The second Disney Internship rejection hit me harder than the first. The first one hadn’t been much of a surprise; it was for a communications position that focused more on graphic design and social media than on writing, and I didn’t have as much to put on my resume about the former two. I was bummed, of course, but I still had five applications with “Under Review” as their status on my candidate dashboard, so I was mostly able to shrug off the “at this time we are considering candidates whose qualifications more line up with this role’s needs” email.
But then I found out about the park operations management internship application – not through an email, but by logging into my dashboard on a whim and seeing that the “Under Review” line had switched to “No Longer In Consideration.”
It felt like a slap in the face.
I had truly felt prepared for that role. I had spent two semesters working in park operations. I had met with my managers, and they helped me cater my resume to the application. I had attended every networking event and career development workshop I could find. In short, as far as I could tell, I had done all of the things that I was supposed to do to succeed.
But it wasn’t enough. Not enough for the role, not enough for an interview, and not even enough for a phone screening or a form email.
Two hours after seeing those four words on my candidate dashboard, I had a “meet and greet” with an entertainment manager. He’d had a management internship, and after that moved into a full-time role, helping bring shows in the parks to life, just like I’d love to do. And in the middle of our meeting, I started to cry.
I was mortified with myself, but I couldn’t help it. He took it well, giving me time to calm down again and not doing or saying anything to make me feel bad for crying, but I was still embarrassed enough that as soon as I’d left the building I started crying again.
“This is it,” I thought. “I’m cracking under the pressure. I worked my butt off to get here, and I’m failing anyway. I’m not good enough. What if I’m not good enough for any of them?”
Fast forward through three days of telling people I’d been rejected, getting hugs from coworkers and roommates and comforting texts from my parents, and managing to put my stress aside enough to focus on smiling and making people’s day at work.

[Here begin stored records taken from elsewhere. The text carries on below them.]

PR #169, opened 2021-06-27
feature/84-User-Saved-Joke

### LINKED ISSUE #84: Feature: User Saved Joke
Change the models To include Save Feature.

- [ ] Joke Model
- [ ] User Model
- [ ] Dto's
- [ ] http Post for saving (linked to the User)
- [ ] http Delete to delete the save

Niisc:


Server/JokesOnYou.Web.Api/Controllers/SavedJokeController.cs
```diff
@@ -11,5 +20,17 @@ public SavedJokeController(ISavedJokeService savedJokeService)
...
+        [HttpPost("{id}")]
+        public async Task<ActionResult> AddSavedJoke(int id)//id here is jokeid
+        {
+            await _savedJokeService.AddSavedJoke(id, ClaimsPrincipalExtension.GetUserId(User));
+            return NoContent();
+        }
+        [HttpGet]
+        public async Task<ActionResult<IEnumerable<SavedJokeReplyDto>>> GetSavedJokesByUserId()
+        {
+            var stuff = await _savedJokeService.GetSavedJokesByUserId(ClaimsPrincipalExtension.GetUserId(User));
```
chrisK00: stuff? xD

Server/JokesOnYou.Web.Api/Models/SavedJoke.cs
```diff
@@ -1,12 +1,15 @@
...
+using System.ComponentModel.DataAnnotations;
 
 namespace JokesOnYou.Web.Api.Models
 {
     public class SavedJoke
     {
         public int Id { get; set; }
+        [Required]
         public int JokeId { get; set; }
-        public DateTime SavedDate { get; set; } = DateTime.Now;
```
chrisK00, line 9: whats the reason for removing the = DateTime.Now? (should be DateTime.UtcNow fyi)

Server/JokesOnYou.Web.Api/Repositories/SavedJokeRepository.cs
```diff
@@ -1,8 +1,30 @@
...
+        private readonly DataContext _context;
+        private readonly IMapper _mapper;
+
+        public SavedJokeRepository(DataContext context, IMapper mapper)
+        {
+            _context = context;
+            _mapper = mapper;
+        }
+
+        public async Task AddSavedJoke(SavedJoke savedJoke) => await _context.SavedJokes.AddAsync(savedJoke).AsTask();
```
chrisK00: dont need to append .AsTask since your using await

Server/JokesOnYou.Web.Api/Repositories/SavedJokeRepository.cs
```diff
@@ -1,8 +1,30 @@
...
+        public async Task<IEnumerable<SavedJokeReplyDto>> GetSavedJokesByUserId(string id) => await _context.SavedJokes.Where(x => x.UserId == id).ProjectTo<SavedJokeReplyDto>(_mapper.ConfigurationProvider).ToListAsync();
```
chrisK00: split this into atleast 2 lines

chrisK00 (changes requested):

Server/JokesOnYou.Web.Api/Services/SavedJokeService.cs
```diff
@@ -1,15 +1,42 @@
...
+            _unitOfWork = unitOfWork;
+        }
+
+        public async Task AddSavedJoke(int jokeId, string userId)
+        {
+            await _savedJokeRepo.AddSavedJoke(new SavedJoke()
+            {
+                JokeId = jokeId,
+                UserId = userId,
+                SavedDate = System.DateTime.Now
```
HellHunterMax: SavedDate is not needed as it automatically done when creating a new SavedJoke.

HellHunterMax (approved):
Good job Really well written!
I'm not sold about the own controller/Service/Repo.
Repo I understand because it has its own database entry.
Service and Controller could be put under User imo.

HellHunterMax:
You have some conflicts to resolve too. Please Pull dev and resolve them.

Niisc:
> 
> 
> Good job Really well written!
> I'm not sold about the own controller/Service/Repo.
> Repo I understand because it has its own database entry.
> Service and Controller could be put under User imo.

Hmm, imo its more organized like this
@chrisK00 opinions?

chrisK00:
> > Good job Really well written!
> > I'm not sold about the own controller/Service/Repo.
> > Repo I understand because it has its own database entry.
> > Service and Controller could be put under User imo.
> 
> Hmm, imo its more organized like this
> @chrisK00 opinions?

Splitting up the responsibilites is important to follow SRP and provides more decoupling, easier classes to navigate. If we dont do something like this we need to switch over to MediatR. This approach also doesnt break OCP

We shouldnt stick all our logic in one class, and the responsibilites are a bit different. If we want to have more features regarding our jokes, we wouldnt put them in the jokes controller because we would run in to a OverFlowException (bad joke)

So if we think about our consumers
they get jokes on api/jokes
but to get saved jokes they get them on api/savedjokes - i think this is totally fine but the alternative is to simply extend the jokes controller. So the route would become api/jokes/saved which is a bit easier to keep track on but at the same time we still split up the classes.

The important part is that we dont nest to much because that will cause a very ugly url, but in this case i cannot see what else we would nest after the saved.

HellHunterMax:
> > > Good job Really well written!
> > > I'm not sold about the own controller/Service/Repo.
> > > Repo I understand because it has its own database entry.
> > > Service and Controller could be put under User imo.
> > 
> > 
> > Hmm, imo its more organized like this
> > @chrisK00 opinions?
> 
> Splitting up the responsibilites is important to follow SRP and provides more decoupling, easier classes to navigate. If we dont do something like this we need to switch over to MediatR. This approach also doesnt break OCP
> 
> We shouldnt stick all our logic in one class, and the responsibilites are a bit different. If we want to have more features regarding our jokes, we wouldnt put them in the jokes controller because we would run in to a OverFlowException (bad joke)
> 
> So if we think about our consumers
> they get jokes on api/jokes
> but to get saved jokes they get them on api/savedjokes - i think this is totally fine but the alternative is to simply extend the jokes controller. So the route would become api/jokes/saved which is a bit easier to keep track on but at the same time we still split up the classes.
> 
> The important part is that we dont nest to much because that will cause a very ugly url, but in this case i cannot see what else we would nest after the saved.

Thank you for the great explanation! This is where I need to learn.

Server/JokesOnYou.Web.Api/Migrations/20210626132628_SavedJokes.cs
```diff
@@ -0,0 +1,33 @@
+﻿using System;
+using Microsoft.EntityFrameworkCore.Migrations;
+using Npgsql.EntityFrameworkCore.PostgreSQL.Metadata;
```
HellHunterMax, line 3: Not using Postgress anymore

HellHunterMax (changes requested):
I think you have to revert the Migration because its still set to Postgres Database.
I get a build error because of that as well.
Maybe easiest way would be to start over from dev branching out, then copy your new code from here over to the new branch ?

Would be cool if we could remove a saved joke ?

Looks good though.

Server/JokesOnYou.Web.Api/Migrations/20210626132628_SavedJokes.cs
Niisc: oh lol, something got screwed in the dev with saved joke merge

Niisc: thank you for pointing it out as i missed it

It was the first day of my “weekend” (which is usually Tuesday/Wednesday; days of the week don’t mean much when you work in a theme park). I was woken up not by my alarm but by my phone ringing. The caller ID showed an unknown number, but the location it gave was Kissimmee, FL, so I picked it up.

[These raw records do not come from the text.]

PR #170, opened 2021-08-20
Added a new component for login page

PilgrimViis:


PilgrimViis:
I took bye's registration page and have updated it. I've tried to merge his branch into mine, but I've failed =(  I've made a redesign if you don't mind. I want to make "Login" and "Register" buttons disabled, until the whole form would be valid. It doesn't look good with just border shadowing. Also, I've tried to take byes slider, but it looked awful on mobile, so I've switched to bootstrap switch.
image

Client/src/app/_models/loginInfo.ts
```diff
@@ -0,0 +1,4 @@
+export interface LoginInfo {
+  email?: string;
```
chrisK00: I think you are currently able to login either using email or username so having this named username might be more appropiate

Client/src/app/_models/registerInfo.ts
```diff
@@ -0,0 +1,8 @@
+export interface RegisterInfo {
+  username?: string;
+  dateOfBirth?: string;
```
chrisK00: Date type

chrisK00 (changes requested):
Very readable code :tada:

chrisK00 (approved):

The recruiter on the line wanted to know when I would be available to interview for the Live Entertainment Show Writer internship.
I don’t remember exactly how I responded, but I remember doing a lot of bouncing around and squealing after I hung up the phone. The management internship would have been a great opportunity, but the show writer internship – this was the role I’d spent the last two years dreaming about, building up my portfolio for, and in general working towards! This was my dream role!
I texted my friends and family. I emailed my network, and they replied en masse with interview advice: “Be confident!” “Be prepared to talk about collaboration, and what makes a good story.” “Don’t ramble. When you get to the end of an answer, STOP.” “Let your passion show – remember that they want you to succeed!” “BREATHE.”
I spent the whole day practicing answers to imagined questions, and the next day, I dressed my best and went in for the interview. There were two people in the room with me, and one of them I had met before on my networking journeys. And incredibly enough, for nearly everything they asked me, I had practiced an answer for. I felt confident and comfortable throughout.
“Even if I don’t get it,” I texted my parents as I left the interview, “I am very proud of myself.”
I could end this article here. Getting the interview was a huge honor and a major boost to my self-esteem. For the next week, I felt absolutely great.
But every now and then, things work out even better than great. Exactly a week after the interview, the recruiter called me back to offer me the role, and I gleefully accepted it.
The success doesn’t invalidate how bad I felt the week before it. I think there’s another lesson to be learned here. Working towards the future can really suck a lot of the time. But if we let that stop us from trying, then we won’t be there when the stars finally align.